Not really wanting to sell them since they're all I've got, but if you know of anybody with a set of reds squares that'd be willing to sell them, please let me know uffin:


----------



## edmunds costoms hyd

epperson36 said:


> I have 2 of those gold motors now.. They've both come on fenner pumps.. If i can get 2 more i may use those instead of harder to find prestolite single pole motors


That add on that I shot to you on FB didn't help also I might have those tank plugs ley me check.


----------



## edmunds costoms hyd

ATM_LAunitic said:


> Not really wanting to sell them since they're all I've got, but if you know of anybody with a set of reds squares that'd be willing to sell them, please let me know uffin:


When Reds first came with them they sold them at a LA super show , I picked one up and looked at it, looked into the ports and something didn't look right. I told the guy I would but one but he had to take the top off first and he said no .. I told him I would buy it if it was real square he said he cant .. I'm glad I didn't.......


When the word got out how Reds put a delta style cartridge in their square dump , well if you bought one you just got took. 

I had a friend that bought 2 of them and hit me up to sell them for him after he found out what they were . I said hell know I didn't want someone pissed off at me and saying that I got over on them....


----------



## ATM_LAunitic

edmunds costoms hyd said:


> When Reds first came with them they sold them at a LA super show , I picked one up and looked at it, looked into the ports and something didn't look right. I told the guy I would but one but he had to take the top off first and he said no .. I told him I would buy it if it was real square he said he cant .. I'm glad I didn't.......
> 
> 
> When the word got out how Reds put a delta style cartridge in their square dump , well if you bought one you just got took.
> 
> I had a friend that bought 2 of them and hit me up to sell them for him after he found out what they were . I said hell know I didn't want someone pissed off at me and saying that I got over on them....

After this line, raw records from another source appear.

PR #71223, opened 2026-08-06
Stop Dependabot from raising Go SDK PRs against v3-3-test

jason810496:
- related: https://github.com/apache/airflow/pull/71020#pullrequestreview-4872489614
- related: #70914, #70915

## Why

Dependabot opened #71020 bumping a Go SDK dependency against `v3-3-test`. In review, jason810496 flagged that we shouldn't raise any Dependabot PRs for the Go SDK against release-test branches at all, since the Go SDK only ever releases from `main`.

## What

- Rework the `gomod`/`/go-sdk` Dependabot block targeting `v3-3-test` to match the default-branch block's security-only pattern (`open-pull-requests-limit: 0`, security-updates-only group), instead of raising routine version-update PRs.

Once this merges, #71020 should be closed manually — this config change doesn't retroactively close a PR Dependabot already opened.

---

### DIFF
--- a/.github/dependabot.yml
+++ b/.github/dependabot.yml
@@ -371,26 +371,6 @@ updates:
       - dependency-name: "*"
         update-types: ["version-update:semver-major"]
 
-  - package-ecosystem: "gomod"
-    cooldown:
-      # Longer than other ecosystems: distributed Go releases are not pre-scanned by a
-      # central registry, so we give any malicious release more time to be flagged.
-      default-days: 14
-    directory: "/go-sdk"
-    schedule:
-      interval: "weekly"
-    target-branch: v3-3-test
-    groups:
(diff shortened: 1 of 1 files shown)


Lee-W (commented):
I'm a bit confused and would like to check how go-sdk and other sdk work with patch versions. Thanks!

jason810496:
> I'm a bit confused and would like to check how go-sdk and other sdk work with patch versions. Thanks!

Currently, only the Go SDK enable the depedentbot (Java, TS haven't but will). We restricted the Go SDK depedentbot focusing on the security advisories (not bump the version for minor or patch) for `main`.

Actually, I should make the v3-3-test one focus on security advisories only instead of dropping it.

Lee-W (approved):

Well Im not expecting hopping performance out of it. Just a nice look ya know? Ao essentially LA squares are a delta dump? Like parts? Or the same parts.


----------



## edmunds costoms hyd

real square vs reds






real square is plumbed




reds square is plumed


----------



## edmunds costoms hyd

real square











reds








the word on the bottom says tank


----------



## edmunds costoms hyd

another way to plumb a reds dump


----------



## edmunds costoms hyd

A square on a AC pump


----------



## ATM_LAunitic

Thats literally a delta stem.


----------



## edmunds costoms hyd

yep


----------



## ATM_LAunitic

Welp, with all this new found advice Ig I still want a reds square. Cool alternative but $100+ on a used delta is ridiculous, so. Idk. Are the watermans any different?


----------



## edmunds costoms hyd

watermans max out 3000 psi good for the rear if ur not over locking for 3s better if your running a low pressure set up. What I like is the way you can let the pressure down without power.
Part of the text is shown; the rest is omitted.